À peine ouverte et déjà critiquée. Le long du boulevard Luc-Dejoie, à Vertou, le groupe scolaire Simone-Veil, plus gros investissement de l’histoire de la commune (17 millions d’euros), accueille 375 enfants depuis le 3 novembre 2025. Chez certains parents, regroupés en collectif et relayés par la FCPE (association de parents d’élèves), la grogne a pris de l’ampleur au fil des mois, avec une longue série de griefs.
Premier d’entre eux : l’accès à l’école élémentaire, sur la partie haute de l’établissement, est pointé comme trop étroit et pas sécurisé, générant des embouteillages, mais surtout des conflits de circulation entre piétons, cyclistes et automobilistes, notamment du fait de la présence de places de stationnement en dépose-minute.
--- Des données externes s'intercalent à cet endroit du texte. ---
PR #2758, opened 2020-02-19
feat(w3c/level): add level configuration

janiceshiu:
Closes [#2406](https://github.com/w3c/respec/issues/2406)

- [x] combines the level with the shortName (so... page-visibility becomes "page-visibility-2")
- [x] automatically appends the "Level X" to the title of the document.
- [x] makes sure all appropriate links also get the level, though these are probably just derived from the shortName.

### DIFF
--- a/profiles/dini.js
+++ b/profiles/dini.js
@@ -17,7 +17,6 @@ const modules = [
   import("../src/core/markdown.js"),
   import("../src/core/reindent.js"),
   import("../src/core/title.js"),
-  import("../src/core/level.js"),
   import("../src/dini/headers.js"),
   import("../src/dini/abstract.js"),
   import("../src/core/data-transform.js"),
--- a/profiles/dini.js
+++ b/profiles/dini.js
@@ -17,6 +17,7 @@ const modules = [
   import("../src/core/markdown.js"),
   import("../src/core/reindent.js"),
   import("../src/core/title.js"),
+  import("../src/core/level.js"),
   import("../src/dini/headers.js"),
   import("../src/dini/abstract.js"),
   import("../src/core/data-transform.js"),
--- a/src/core/level.js
+++ b/src/core/level.js
@@ -21,7 +21,7 @@ export function run(conf) {
 
   if (conf.hasOwnProperty("level")) {
     if (Number.isInteger(conf.level) && conf.level >= 0) {
-      h1Elem.append(`${l10n.level} ${conf.level}`));
+      h1Elem.append(` ${l10n.level} ${conf.level}`);
       document.title = `${document.title} ${l10n.level} ${conf.level}`;
       conf.shortName = `${conf.shortName}-${conf.level}`;
     } else {
--- a/src/core/level.js
+++ b/src/core/level.js
@@ -1,0 +1,27 @@
+/**
+ * This module updates the title and shortName
+ * of a spec when there is a valid level configuration.
+ *
+ * Levels should be integers >= 0.
+ */
+
+import { showInlineWarning } from "./utils.js";
+export const name = "core/level";
+
+export function run(conf) {
+  const h1Elem = document.querySelector("h1#title");
+
+  if (conf.hasOwnProperty("level")) {
+    if (Number.isInteger(conf.level) && conf.level >= 0) {
+      h1Elem.append(document.createTextNode(` Level ${conf.level}`));
+      document.title = `${document.title} Level ${conf.level}`;
+      conf.shortName = `${conf.shortName}-${conf.level}`;
+    } else {
+      showInlineWarning(
+        h1Elem,
+        `The \`level\` configuration option must be a number greater or equal to 0. It is currently set to \`${conf.level}\``,
+        "Invalid level config."
+      );
+    }
+  }
+}
--- a/src/core/level.js
+++ b/src/core/level.js
@@ -5,16 +5,24 @@
  * Levels should be integers >= 0.
  */
 
-import { showInlineWarning } from "./utils.js";
+import { getIntlData, showInlineWarning } from "./utils.js";
 export const name = "core/level";
+
+const localizationStrings = {
+  en: {
+    level: "Level",
+  },
+};
+
+const l10n = getIntlData(localizationStrings);
 
 export function run(conf) {
   const h1Elem = document.querySelector("h1#title");
 
   if (conf.hasOwnProperty("level")) {
     if (Number.isInteger(conf.level) && conf.level >= 0) {
-      h1Elem.append(document.createTextNode(` Level ${conf.level}`));
-      document.title = `${document.title} Level ${conf.level}`;
+      h1Elem.append(document.createTextNode(` ${l10n.level} ${conf.level}`));
+      document.title = `${document.title} ${l10n.level} ${conf.level}`;
       conf.shortName = `${conf.shortName}-${conf.level}`;
     } else {
       showInlineWarning(
--- a/src/core/level.js
+++ b/src/core/level.js
@@ -21,7 +21,7 @@ export function run(conf) {
 
   if (conf.hasOwnProperty("level")) {
     if (Number.isInteger(conf.level) && conf.level >= 0) {
-      h1Elem.append(document.createTextNode(` ${l10n.level} ${conf.level}`));
+      h1Elem.append(`${l10n.level} ${conf.level}`));
       document.title = `${document.title} ${l10n.level} ${conf.level}`;
       conf.shortName = `${conf.shortName}-${conf.level}`;
     } else {
--- a/src/core/title.js
+++ b/src/core/title.js
@@ -75,15 +75,17 @@ function setDocumentTitle(conf, h1Elem) {
     documentTitle = `Preview of PR #${conf.prNumber}: ${documentTitle}`;
   }
 
-  if (validLevel(conf.level)) {
-    h1Elem.innerHTML = `${h1Elem.innerHTML} Level ${Number(conf.level)}`;
-    documentTitle = `${documentTitle} Level ${Number(conf.level)}`;
-  } else {
-    showInlineWarning(
-      h1Elem,
-      `The \`level\` config should be an integer greater than or equal to 0. It is currently set to \`${conf.level}\``,
-      "Invalid level config."
-    );
+  if (conf.hasOwnProperty("level")) {
+    if (validLevel(conf.level)) {
+      h1Elem.innerHTML = `${h1Elem.innerHTML} Level ${Number(conf.level)}`;
+      documentTitle = `${documentTitle} Level ${Number(conf.level)}`;
+    } else {
+      showInlineWarning(
+        h1Elem,
+        `The \`level\` config should be an integer greater than or equal to 0. It is currently set to \`${conf.level}\``,
+        "Invalid level config."
+      );
+    }
   }
 
   document.title = documentTitle;
--- a/src/core/title.js
+++ b/src/core/title.js
@@ -77,7 +77,7 @@ function setDocumentTitle(conf, h1Elem) {
 
   if (conf.hasOwnProperty("level")) {
     if (validLevel(conf.level)) {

« C’est la bousculade chaque matin »
Il n’y a que deux mètres de largeur devant le portail. Un banc et une poubelle encombrent l’entrée pour rien. C’est la bousculade chaque matin, ça n’a pas été bien pensé, peste une maman. C’est anxiogène. Partout ailleurs, les mairies éloignent les bagnoles des écoles. Pourquoi pas ici ?, renchérit une autre, qui se demande pourquoi l’entrée a été placée du côté de ce boulevard très fréquenté le matin et non limité à 30 km/h .
Les parents mécontents, dont le nombre reste flou, pointent aussi le croisement dangereux des piétons avec les voitures sortant des terrains de basket, qui font office de parking pour les parents en fin de classe, l’après-midi. Ce double usage en laisse d’ailleurs certains perplexes : Nos enfants jouent au milieu des taches d’huile et des morceaux de verre. Pourquoi ne pas supprimer ce parking et ne pas ouvrir celui des autocars du collège, juste au-dessus ?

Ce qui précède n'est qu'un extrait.